Vulnerability Description
The IPv6 Unicast Reverse Path Forwarding (RPF) implementation on the SEIL/X1, SEIL/X2, and SEIL/B1 routers with firmware 1.00 through 2.73, when strict mode is used, does not properly drop packets, which might allow remote attackers to bypass intended access restrictions via a spoofed IP address.
CVSS Score
MEDIUM
Affected Products
| Vendor | Product | Versions |
|---|---|---|
| Iij | Seil\/X1 Firmware | 1.10 |
| Iij | Seil\/X1 | All versions |
| Iij | Seil\/X2 Firmware | 1.00 |
| Iij | Seil\/X2 | All versions |
| Iij | Seil\/B1 Firmware | 1.00 |
| Iij | Seil\/B1 | All versions |
Related Weaknesses (CWE)
References
- http://jvn.jp/en/jp/JVN12683004/index.html
- http://jvndb.jvn.jp/en/contents/2010/JVNDB-2010-000032.html
- http://secunia.com/advisories/41088
- http://www.seil.jp/seilseries/security/2010/a00875.phpVendor Advisory
- https://exchange.xforce.ibmcloud.com/vulnerabilities/61382
- http://jvn.jp/en/jp/JVN12683004/index.html
- http://jvndb.jvn.jp/en/contents/2010/JVNDB-2010-000032.html
- http://secunia.com/advisories/41088
- http://www.seil.jp/seilseries/security/2010/a00875.phpVendor Advisory
- https://exchange.xforce.ibmcloud.com/vulnerabilities/61382
FAQ
What is CVE-2010-2363?
CVE-2010-2363 is a vulnerability with a CVSS score of 5.8 (MEDIUM). The IPv6 Unicast Reverse Path Forwarding (RPF) implementation on the SEIL/X1, SEIL/X2, and SEIL/B1 routers with firmware 1.00 through 2.73, when strict mode is used, does not properly drop packets, wh...

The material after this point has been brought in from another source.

PR #810, opened 2026-06-02
Preserve all CTIDs in config tree across GetLogInfo messages

gernotmuc:
Fix EcuTree app merge logic to avoid overwriting APID contexts when multiple GetLogInfo control messages are parsed from a log file. This restores full APID->CTID trees used by Config tab and Save IDs as CSV export.

Add a regression test covering repeated GetLogInfo messages for the same APID with different CTIDs.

How severe is CVE-2010-2363?
CVE-2010-2363 has been rated MEDIUM with a CVSS base score of 5.8/10. Review the CVSS metrics above for detailed severity breakdown.
Is there a patch for CVE-2010-2363?
Check the references section above for vendor advisories and patch information. Affected products include: Iij Seil\/X1 Firmware, Iij Seil\/X1, Iij Seil\/X2 Firmware, Iij Seil\/X2, Iij Seil\/B1 Firmware.